**Directions for this task**
From the records below, state how many lines include the word "source", giving only that number.

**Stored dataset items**
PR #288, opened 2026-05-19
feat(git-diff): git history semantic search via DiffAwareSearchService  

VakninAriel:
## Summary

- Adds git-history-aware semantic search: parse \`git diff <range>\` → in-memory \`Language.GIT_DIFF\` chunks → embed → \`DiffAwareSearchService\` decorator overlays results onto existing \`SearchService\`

--

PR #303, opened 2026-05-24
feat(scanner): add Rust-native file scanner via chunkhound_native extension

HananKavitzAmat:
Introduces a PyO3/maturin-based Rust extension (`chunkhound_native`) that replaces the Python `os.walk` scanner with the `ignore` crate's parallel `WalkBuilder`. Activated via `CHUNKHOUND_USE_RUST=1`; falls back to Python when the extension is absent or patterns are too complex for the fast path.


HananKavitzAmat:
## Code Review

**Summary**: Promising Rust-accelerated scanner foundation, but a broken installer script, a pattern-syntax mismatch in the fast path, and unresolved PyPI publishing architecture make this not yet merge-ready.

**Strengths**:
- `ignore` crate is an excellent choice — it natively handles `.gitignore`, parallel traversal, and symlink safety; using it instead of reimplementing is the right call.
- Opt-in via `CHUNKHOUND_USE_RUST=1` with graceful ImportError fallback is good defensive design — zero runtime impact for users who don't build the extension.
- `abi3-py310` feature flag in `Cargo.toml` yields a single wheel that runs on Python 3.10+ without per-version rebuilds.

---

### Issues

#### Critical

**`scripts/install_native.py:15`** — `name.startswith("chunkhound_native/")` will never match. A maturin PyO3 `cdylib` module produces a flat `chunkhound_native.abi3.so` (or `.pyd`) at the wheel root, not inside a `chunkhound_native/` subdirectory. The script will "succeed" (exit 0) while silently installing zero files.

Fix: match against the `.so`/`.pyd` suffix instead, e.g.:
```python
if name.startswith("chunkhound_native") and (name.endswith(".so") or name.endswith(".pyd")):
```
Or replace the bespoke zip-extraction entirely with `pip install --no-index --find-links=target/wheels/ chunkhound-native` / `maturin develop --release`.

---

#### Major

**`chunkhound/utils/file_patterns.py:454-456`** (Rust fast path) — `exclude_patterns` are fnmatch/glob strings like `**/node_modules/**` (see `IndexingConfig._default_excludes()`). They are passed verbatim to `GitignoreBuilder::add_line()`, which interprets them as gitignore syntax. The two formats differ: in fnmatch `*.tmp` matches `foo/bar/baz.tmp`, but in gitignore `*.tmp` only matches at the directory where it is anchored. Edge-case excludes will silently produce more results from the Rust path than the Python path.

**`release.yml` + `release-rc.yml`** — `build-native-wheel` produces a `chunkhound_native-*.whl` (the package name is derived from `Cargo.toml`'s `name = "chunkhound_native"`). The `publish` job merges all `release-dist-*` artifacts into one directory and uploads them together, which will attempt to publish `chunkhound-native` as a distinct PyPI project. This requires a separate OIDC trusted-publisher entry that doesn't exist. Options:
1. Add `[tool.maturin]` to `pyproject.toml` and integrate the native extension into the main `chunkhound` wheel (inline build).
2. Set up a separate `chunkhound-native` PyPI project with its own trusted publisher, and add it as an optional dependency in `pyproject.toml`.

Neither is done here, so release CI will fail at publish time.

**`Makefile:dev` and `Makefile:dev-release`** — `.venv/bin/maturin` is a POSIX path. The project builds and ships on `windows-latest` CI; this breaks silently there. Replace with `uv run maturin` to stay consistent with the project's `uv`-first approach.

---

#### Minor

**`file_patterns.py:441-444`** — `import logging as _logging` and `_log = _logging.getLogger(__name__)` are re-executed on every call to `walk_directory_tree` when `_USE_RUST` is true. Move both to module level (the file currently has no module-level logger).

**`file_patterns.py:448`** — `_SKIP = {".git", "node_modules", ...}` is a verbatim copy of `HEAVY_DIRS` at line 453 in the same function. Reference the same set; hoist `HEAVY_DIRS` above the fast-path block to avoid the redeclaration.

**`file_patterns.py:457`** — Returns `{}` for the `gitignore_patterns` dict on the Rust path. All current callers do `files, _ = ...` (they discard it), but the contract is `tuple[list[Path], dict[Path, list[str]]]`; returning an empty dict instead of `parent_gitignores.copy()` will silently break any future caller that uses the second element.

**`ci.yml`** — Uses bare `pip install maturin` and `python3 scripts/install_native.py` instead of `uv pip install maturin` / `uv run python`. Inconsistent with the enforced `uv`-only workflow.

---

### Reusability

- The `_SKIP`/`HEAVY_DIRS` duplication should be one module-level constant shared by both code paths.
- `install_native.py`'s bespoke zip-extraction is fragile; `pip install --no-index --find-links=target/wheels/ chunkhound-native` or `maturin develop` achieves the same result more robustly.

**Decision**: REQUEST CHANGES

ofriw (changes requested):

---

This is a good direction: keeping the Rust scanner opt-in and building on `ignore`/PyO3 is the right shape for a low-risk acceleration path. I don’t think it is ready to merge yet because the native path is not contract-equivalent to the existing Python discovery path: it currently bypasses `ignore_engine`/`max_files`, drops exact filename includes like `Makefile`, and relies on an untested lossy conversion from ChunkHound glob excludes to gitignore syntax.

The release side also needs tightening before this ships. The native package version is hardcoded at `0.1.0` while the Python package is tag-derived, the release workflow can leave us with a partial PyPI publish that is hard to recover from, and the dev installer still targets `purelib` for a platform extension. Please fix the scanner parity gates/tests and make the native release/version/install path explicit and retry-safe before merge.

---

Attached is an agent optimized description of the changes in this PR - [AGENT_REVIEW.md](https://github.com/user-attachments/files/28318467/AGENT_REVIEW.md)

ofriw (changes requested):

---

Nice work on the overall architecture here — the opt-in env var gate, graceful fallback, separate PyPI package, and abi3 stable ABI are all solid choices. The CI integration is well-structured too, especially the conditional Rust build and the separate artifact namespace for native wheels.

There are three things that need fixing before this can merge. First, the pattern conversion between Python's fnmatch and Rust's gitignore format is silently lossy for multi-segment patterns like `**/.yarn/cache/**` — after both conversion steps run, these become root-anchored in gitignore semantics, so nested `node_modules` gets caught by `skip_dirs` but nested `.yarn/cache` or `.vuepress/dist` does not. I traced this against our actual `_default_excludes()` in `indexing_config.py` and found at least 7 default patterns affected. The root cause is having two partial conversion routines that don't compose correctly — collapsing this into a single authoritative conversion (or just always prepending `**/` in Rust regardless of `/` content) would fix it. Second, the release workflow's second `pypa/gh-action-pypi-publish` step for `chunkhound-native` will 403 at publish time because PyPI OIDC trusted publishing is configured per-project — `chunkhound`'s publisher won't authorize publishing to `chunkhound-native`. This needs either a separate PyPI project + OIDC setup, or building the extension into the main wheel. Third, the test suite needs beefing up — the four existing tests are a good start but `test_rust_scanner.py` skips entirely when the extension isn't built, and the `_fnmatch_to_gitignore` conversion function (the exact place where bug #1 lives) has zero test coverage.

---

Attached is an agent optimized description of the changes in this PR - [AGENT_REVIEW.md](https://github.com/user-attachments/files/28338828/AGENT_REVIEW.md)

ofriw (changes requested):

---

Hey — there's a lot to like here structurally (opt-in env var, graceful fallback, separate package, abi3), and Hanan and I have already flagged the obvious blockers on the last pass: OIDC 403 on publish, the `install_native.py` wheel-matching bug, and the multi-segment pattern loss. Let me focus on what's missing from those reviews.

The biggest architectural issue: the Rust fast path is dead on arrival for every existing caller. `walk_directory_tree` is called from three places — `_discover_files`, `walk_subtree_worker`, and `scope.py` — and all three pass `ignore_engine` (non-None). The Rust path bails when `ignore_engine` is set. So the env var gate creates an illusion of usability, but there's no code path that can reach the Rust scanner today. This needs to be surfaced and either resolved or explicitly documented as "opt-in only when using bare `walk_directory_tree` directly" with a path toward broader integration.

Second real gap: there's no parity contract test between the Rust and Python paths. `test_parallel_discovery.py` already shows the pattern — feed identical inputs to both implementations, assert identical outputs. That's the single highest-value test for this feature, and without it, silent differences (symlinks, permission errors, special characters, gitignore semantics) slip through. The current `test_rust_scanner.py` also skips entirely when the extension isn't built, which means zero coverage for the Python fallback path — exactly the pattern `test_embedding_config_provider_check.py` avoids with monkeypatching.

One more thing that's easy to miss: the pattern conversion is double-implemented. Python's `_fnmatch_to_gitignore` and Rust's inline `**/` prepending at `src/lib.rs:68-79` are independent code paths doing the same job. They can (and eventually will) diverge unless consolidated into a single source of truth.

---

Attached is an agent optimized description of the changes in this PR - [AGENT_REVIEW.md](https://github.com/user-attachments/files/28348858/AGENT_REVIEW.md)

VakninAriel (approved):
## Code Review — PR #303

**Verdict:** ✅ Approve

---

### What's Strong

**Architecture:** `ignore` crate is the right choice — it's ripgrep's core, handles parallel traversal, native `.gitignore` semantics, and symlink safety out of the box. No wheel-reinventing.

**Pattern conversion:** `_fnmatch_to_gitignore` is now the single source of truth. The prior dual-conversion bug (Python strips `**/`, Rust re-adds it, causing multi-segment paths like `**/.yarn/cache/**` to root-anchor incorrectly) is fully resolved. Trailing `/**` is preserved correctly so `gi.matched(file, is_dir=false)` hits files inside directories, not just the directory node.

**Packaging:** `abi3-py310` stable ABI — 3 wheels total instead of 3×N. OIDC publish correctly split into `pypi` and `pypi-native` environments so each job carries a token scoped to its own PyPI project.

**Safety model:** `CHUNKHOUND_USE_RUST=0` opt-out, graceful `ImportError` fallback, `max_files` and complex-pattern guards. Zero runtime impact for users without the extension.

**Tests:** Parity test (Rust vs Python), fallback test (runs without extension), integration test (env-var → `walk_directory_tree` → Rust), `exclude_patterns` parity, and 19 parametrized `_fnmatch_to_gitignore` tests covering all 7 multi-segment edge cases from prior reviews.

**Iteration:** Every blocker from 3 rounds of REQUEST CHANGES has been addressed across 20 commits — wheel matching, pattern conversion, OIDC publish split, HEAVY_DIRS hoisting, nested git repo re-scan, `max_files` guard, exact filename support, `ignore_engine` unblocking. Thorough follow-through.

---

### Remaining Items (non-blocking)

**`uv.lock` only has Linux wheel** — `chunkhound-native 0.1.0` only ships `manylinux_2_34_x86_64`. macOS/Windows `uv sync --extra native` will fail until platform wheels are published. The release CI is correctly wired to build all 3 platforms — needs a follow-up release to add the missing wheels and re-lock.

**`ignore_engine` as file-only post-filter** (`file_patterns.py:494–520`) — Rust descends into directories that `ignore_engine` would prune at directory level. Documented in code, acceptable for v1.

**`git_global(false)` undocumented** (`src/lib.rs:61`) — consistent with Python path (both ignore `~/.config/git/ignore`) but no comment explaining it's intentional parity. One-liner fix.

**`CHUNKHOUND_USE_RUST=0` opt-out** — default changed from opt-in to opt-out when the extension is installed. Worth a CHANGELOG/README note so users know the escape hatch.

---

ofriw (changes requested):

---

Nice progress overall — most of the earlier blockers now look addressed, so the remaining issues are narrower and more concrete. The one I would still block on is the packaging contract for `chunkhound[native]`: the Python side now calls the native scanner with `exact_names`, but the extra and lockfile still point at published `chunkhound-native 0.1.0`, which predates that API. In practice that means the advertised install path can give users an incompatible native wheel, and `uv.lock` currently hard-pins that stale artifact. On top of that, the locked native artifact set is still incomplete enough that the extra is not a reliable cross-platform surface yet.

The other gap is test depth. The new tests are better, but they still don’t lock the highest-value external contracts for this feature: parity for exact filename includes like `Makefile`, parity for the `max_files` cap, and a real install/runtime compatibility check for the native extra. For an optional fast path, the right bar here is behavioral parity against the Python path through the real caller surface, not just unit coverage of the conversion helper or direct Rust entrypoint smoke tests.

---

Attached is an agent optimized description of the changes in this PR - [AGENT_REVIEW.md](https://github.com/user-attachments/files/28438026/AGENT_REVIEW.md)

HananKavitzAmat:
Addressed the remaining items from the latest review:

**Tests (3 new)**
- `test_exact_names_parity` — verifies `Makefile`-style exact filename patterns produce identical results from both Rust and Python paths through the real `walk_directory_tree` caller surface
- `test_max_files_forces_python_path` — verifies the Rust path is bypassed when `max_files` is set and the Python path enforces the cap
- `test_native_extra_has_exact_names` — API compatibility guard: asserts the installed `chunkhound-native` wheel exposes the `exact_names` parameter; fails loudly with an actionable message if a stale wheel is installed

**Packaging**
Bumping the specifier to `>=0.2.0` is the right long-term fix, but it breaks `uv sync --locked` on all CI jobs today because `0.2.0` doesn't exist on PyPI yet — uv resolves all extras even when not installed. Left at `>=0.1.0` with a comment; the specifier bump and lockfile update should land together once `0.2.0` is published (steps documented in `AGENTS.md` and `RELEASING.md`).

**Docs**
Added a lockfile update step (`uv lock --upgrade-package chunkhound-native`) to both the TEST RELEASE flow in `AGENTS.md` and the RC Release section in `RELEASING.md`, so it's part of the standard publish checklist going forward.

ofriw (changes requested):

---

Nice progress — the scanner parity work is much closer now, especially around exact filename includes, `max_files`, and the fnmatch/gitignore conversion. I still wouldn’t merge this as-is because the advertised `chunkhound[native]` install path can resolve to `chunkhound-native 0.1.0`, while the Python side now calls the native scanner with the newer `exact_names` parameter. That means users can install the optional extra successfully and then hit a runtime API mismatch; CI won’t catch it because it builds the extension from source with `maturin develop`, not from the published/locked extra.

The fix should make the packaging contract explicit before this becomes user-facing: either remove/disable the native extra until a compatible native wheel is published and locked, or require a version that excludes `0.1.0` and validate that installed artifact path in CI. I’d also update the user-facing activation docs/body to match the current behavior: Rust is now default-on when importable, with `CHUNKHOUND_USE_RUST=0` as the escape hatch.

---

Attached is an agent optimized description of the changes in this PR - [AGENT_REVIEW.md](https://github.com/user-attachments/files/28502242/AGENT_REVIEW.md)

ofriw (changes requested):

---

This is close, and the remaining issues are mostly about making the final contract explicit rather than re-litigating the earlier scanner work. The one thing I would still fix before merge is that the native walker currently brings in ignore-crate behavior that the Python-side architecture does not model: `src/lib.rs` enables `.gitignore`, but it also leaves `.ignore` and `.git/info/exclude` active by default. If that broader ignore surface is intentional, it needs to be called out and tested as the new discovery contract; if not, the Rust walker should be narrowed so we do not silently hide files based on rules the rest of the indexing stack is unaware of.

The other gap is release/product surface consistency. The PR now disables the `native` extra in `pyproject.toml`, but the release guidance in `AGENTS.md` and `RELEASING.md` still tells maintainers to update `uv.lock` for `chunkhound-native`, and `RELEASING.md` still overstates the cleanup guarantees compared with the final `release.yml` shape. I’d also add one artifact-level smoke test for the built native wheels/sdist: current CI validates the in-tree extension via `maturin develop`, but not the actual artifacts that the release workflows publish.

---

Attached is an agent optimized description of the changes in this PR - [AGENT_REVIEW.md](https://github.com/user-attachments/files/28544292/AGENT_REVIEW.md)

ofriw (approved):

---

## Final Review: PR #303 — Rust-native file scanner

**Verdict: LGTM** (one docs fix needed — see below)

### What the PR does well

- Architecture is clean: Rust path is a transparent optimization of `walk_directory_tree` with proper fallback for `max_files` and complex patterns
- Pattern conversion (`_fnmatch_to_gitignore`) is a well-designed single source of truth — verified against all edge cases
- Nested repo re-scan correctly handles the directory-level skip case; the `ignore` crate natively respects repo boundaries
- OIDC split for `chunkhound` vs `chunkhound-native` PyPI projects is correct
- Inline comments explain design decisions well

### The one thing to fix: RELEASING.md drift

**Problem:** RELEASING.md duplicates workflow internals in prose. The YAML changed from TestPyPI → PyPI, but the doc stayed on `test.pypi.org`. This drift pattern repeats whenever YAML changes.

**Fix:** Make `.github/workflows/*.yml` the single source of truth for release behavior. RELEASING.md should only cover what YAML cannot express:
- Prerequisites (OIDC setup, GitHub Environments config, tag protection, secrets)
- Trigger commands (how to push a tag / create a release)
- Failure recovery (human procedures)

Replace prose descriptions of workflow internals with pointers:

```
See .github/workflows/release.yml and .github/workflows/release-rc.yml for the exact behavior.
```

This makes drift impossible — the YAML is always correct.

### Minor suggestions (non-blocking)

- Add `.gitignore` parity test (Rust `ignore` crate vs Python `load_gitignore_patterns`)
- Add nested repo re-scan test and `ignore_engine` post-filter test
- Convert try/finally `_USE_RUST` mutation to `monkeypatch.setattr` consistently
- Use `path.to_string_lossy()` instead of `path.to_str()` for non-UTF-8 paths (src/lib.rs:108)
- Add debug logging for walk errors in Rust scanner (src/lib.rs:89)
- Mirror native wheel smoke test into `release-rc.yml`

**Response to the exercise**
5